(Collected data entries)
Issue #11223, opened 2019-07-25
Updating using bulkCreate does not returning the pimary key for new record


VidhiyaElango:
## What are you doing?

```js
let data = [{id:1, name:'name1', value:'value1'},{id:2, name:'name2', value},{id:'', name:'name3',value:'value3'}];
Model.bulkCreate(data, {updateOnDuplicate:['name', 'value']}).then((response)=>{console.log(response)})
```
**To Reproduce**
model:
 {
        id:  {
                type: Sequelize.INTEGER,
                primaryKey: true,
                autoIncrement: true,
                unique : true
            },
            name: Sequelize.TEXT,
            value :  Sequelize.TEXT
    }
## What do you expect to happen?
To return the primary key for all objects

## What is actually happening?
I have inserted the first 2 data earlier and while updating have added the 3rd object to the array.
while getting response i am getting primary key's for first 2 data and null for newly added object.
response :
 [ {id:1, name:'name1', value:'value1'},{id:2, name:'name2', value},{id:**null**, name:'name3',value:'value3'} ]

## Environment
Dialect: -  mysql
Dialect **library** version: ^2.16.0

** Assignment **
Go line by line through the records above and copy each one containing "while".

** Task output **
I have inserted the first 2 data earlier and while updating have added the 3rd object to the array.
while getting response i am getting primary key's for first 2 data and null for newly added object.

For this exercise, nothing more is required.